Record set>
PR #1490, opened 2026-08-11
Add initValue1DefaultBranch test case to btree remove module

sergey-shandar:
## Summary
Added a new test case to the btree remove module's proof object to verify the default branch behavior of the `initValue1` function.

## Key Changes
- Added `initValue1DefaultBranch` test case that validates `initValue1` with a null initial value and a nested array structure containing three elements with separators

## Implementation Details
The new test case follows the existing pattern in the proof object and tests the `initValue1` function with:
- A null initial value
- A complex nested structure: `[[['a'], 'b', ['c']], 'd', ['e']]`

This complements the existing `reduceValue0DefaultBranch` test case and ensures comprehensive coverage of default branch scenarios in the btree removal logic.

https://claude.ai/code/session_015FZ8jonsa3mBCwrJaB3FQJ

### DIFF
--- a/fjs/types/btree/remove/module.f.mjs
+++ b/fjs/types/btree/remove/module.f.mjs
@@ -177,5 +177,8 @@ export const proof = {
         reduceValue0DefaultBranch: () => {
             reduceValue0([['leaf']])([['x'], 's', ['y']])
         },
+        initValue1DefaultBranch: () => {
+            initValue1(null)([[['a'], 'b', ['c']], 'd', ['e']])
+        },
     },
 }


o2alexanderfedin (approved):
Approving. Reviewed at `fb07366`. Three lines, and they do exactly what the title says. `npx tsc` clean, 2357 pass / 0 fail — one more than `main`'s 2356, which is the new case.

## The test isn't vacuous

A case under `proof.throw` passes when its body throws, so the thing worth checking is whether it would still pass if the branch it targets stopped throwing. I mutated `initValue1`'s default arm to return instead:

```diff
-            default: { throw 'invalid node' }
+            default: { return [[...n0, v1]] }
```

```
before:  proof.throw.initValue1DefaultBranch(): ok  # EXPECTED TO THROW   → 2357 pass, 0 fail
after:   proof.throw.initValue1DefaultBranch(): error                     → 2356 pass, 1 fail
```

So it genuinely pins the guard. The inputs are right for it too: `a === null` with `n0.length === 3` is the one shape that reaches `default`, since `case 1` and `case 2` take the other arms and a non-null `a` skips the switch entirely.

Not asserting the thrown payload is correct here, per §3's note that whether it threw is normally the part of the contract that matters.

The comment above the proof is the part I'd single out — it explains that these arms are unreachable through the public `remove` API because the sibling is always a Branch in any reachable tree, which is exactly the question a reader has when they see a guard being exercised directly rather than through the API.

## A natural follow-up, not a request

All four merge helpers carry the same guard:

| function | `default: throw 'invalid node'` | covered |
| --- | --- | --- |
| `reduceValue0` | line 55 | yes (pre-existing) |
| `reduceValue2` | line 69 | **no** |
| `initValue0` | line 83 | **no** |
| `initValue1` | line 97 | yes (this PR) |

This takes the set from 1/4 to 2/4, and the two remaining ones have no proof case anywhere in the repo. The comment already describes all four as a group, so closing the other two would be the same two lines each. Out of scope for a PR that says it covers `initValue1` — just flagging it so the gap is visible rather than implied to be closed.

Exercise description>
The lines holding the string "initial" are what is needed from the material above.

Result>
- Added `initValue1DefaultBranch` test case that validates `initValue1` with a null initial value and a nested array structure containing three elements with separators
- A null initial value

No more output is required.